Run Raw score Why it is not published as capability
Qwen3.5-397B-A17B-4bit, n=4 18 / 80 = 22.5% Overload-tainted. The run logged 87 InternalServerErrors. The clean n=1 rerun scored 34 / 80.
Qwen3.6-27B-4bit, earlier non-t2 run 1 / 80 = 1.25% Invalid harness/environment state: thinking poisoning, memory pressure, and the wrong structured-output regime.
Terminus-1 rows from the old page various Removed from this page. Terminus-1 forces schema output; terminus-2 uses native tools.
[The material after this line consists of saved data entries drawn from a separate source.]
PR #734, opened 2023-04-24
Add ultrasurface stage and edit README accordingly.

LeanderFischer:
Add discrete systematic stage to apply ultrasurfaces. The code to predict/fit them is still in the fridge, but could potentially also be made part of pisa at some point.


atrettin (approved):
This looks all good to me, as it is basically just moving the code that already exists from the fridge into PISA. From my side, we can also just pull this for now and do the integration of the fridge scripts that actually fit the ultra surface gradients in a separate PR later.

They are different cuts.

5. Protocol

Dataset: Terminal-Bench core, 80 tasks.

Agent: terminus-2, the native tool-calling Terminal-Bench agent.

Output paths: runs are under ~/tbench-runs/ on Forge; the result files used for this page are the top-level results.json files for each run.

Speed column: wall-clock elapsed time from run start to final results.json write. Compare it alongside the concurrency column. I am intentionally not listing tok/s here: Terminal-Bench artifacts give harness-level token accounting, but not a clean model decode-throughput measurement.

Why only this cut: mixing unrelated benchmark families, terminus-1, and terminus-2 in one leaderboard made one page look precise while combining unlike measurements. This version is narrower and cleaner.


Local LLM Testing — Terminal-Bench 2 only. Updated June 12, 2026. Prior multi-benchmark sections were intentionally removed.